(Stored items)
▶

PR #3814, opened 2024-07-25
[core] Add hint in local lookup file tracking with remote file

Aitozi:
### Purpose

Add the hint in local file name to track the remote the file for debugging purpose.

### DIFF
--- a/paimon-core/src/main/java/org/apache/paimon/operation/KeyValueFileStoreWrite.java
+++ b/paimon-core/src/main/java/org/apache/paimon/operation/KeyValueFileStoreWrite.java
@@ -104,6 +104,7 @@ public class KeyValueFileStoreWrite extends MemoryFileStoreWrite<KeyValue> {
     private final FileIO fileIO;
     private final RowType keyType;
     private final RowType valueType;
+    private final RowType partitionType;
     @Nullable private final RecordLevelExpire recordLevelExpire;
     @Nullable private Cache<String, LookupFile> lookupFileCache;
 
@@ -112,6 +113,7 @@ public class KeyValueFileStoreWrite extends MemoryFileStoreWrite<KeyValue> {
             SchemaManager schemaManager,
             TableSchema schema,
             String commitUser,
+            RowType partitionType,
             RowType keyType,
             RowType valueType,
             Supplier<Comparator<InternalRow>> keyComparatorSupplier,
@@ -136,6 +138,7 @@ public class KeyValueFileStoreWrite extends MemoryFileStoreWrite<KeyValue> {
                 deletionVectorsMaintainerFactory,
                 tableName);
         this.fileIO = fileIO;
+        this.partitionType = partitionType;
         this.keyType = keyType;
         this.valueType = valueType;
         this.udsComparatorSupplier = udsComparatorSupplier;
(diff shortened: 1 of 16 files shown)


paimon-core/src/main/java/org/apache/paimon/operation/KeyValueFileStoreWrite.java
```diff
@@ -356,13 +361,26 @@ private <T> LookupLevels<T> createLookupLevels(
...
+        for (InternalRow.FieldGetter getter : getters) {
+            Object part = getter.getFieldOrNull(partition);
+            if (part != null) {
+                builder.append(part);
+            } else {
+                builder.append("null");
+            }
+            builder.append("-");
+        }
+        String prefix = String.format("%s-%s", builder, bucket);
```
JingsongLi, line 375: I am concerned that it may be too long. Can we use its hash directly as a prefix?

JingsongLi: We can know files are come from the same partition.

Aitozi: I think the length is acceptable, here is an actual case. Hash prefix is not intuitive.

image

JingsongLi: Can we cut it off? For example, if it exceeds 20 characters, do not add any more

paimon-core/src/main/java/org/apache/paimon/operation/KeyValueFileStoreWrite.java
```diff
@@ -356,13 +361,26 @@ private <T> LookupLevels<T> createLookupLevels(
                         cacheManager,
                         new RowCompactedSerializer(keyType).createSliceComparator());
         Options options = this.options.toConfiguration();
+        InternalRow.FieldGetter[] getters = partitionType.fieldGetters();
+        StringBuilder builder = new StringBuilder();
+        for (InternalRow.FieldGetter getter : getters) {
```
JingsongLi, line 366: Extract a common method, maybe a static method in `InternalRowPartitionComputer`.

paimon-core/src/main/java/org/apache/paimon/operation/KeyValueFileStoreWrite.java
Aitozi: Sure, it's safer

paimon-core/src/test/java/org/apache/paimon/mergetree/LookupFileTest.java
```diff
@@ -0,0 +1,49 @@
...
+
+    @Test
+    public void testLocalFilePrefix() {
+        assertThat(
+                        LookupFile.localFilePrefix(
+                                "2024073105",
+                                10,
+                                "data-ccbb95e7-8b8c-4549-8ca9-f553843d67ad-3.orc",
+                                100))
+                .isEqualTo("2024073105-10-data-ccbb95e7-8b8c-4549-8ca9-f553843d67ad-3.orc");
```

◀

## WORK TO BE COMPLETED:
All lines of the records containing "hint" should be shown.

## OUTPUT OF THE EXERCISE:
[core] Add hint in local lookup file tracking with remote file
Add the hint in local file name to track the remote the file for debugging purpose.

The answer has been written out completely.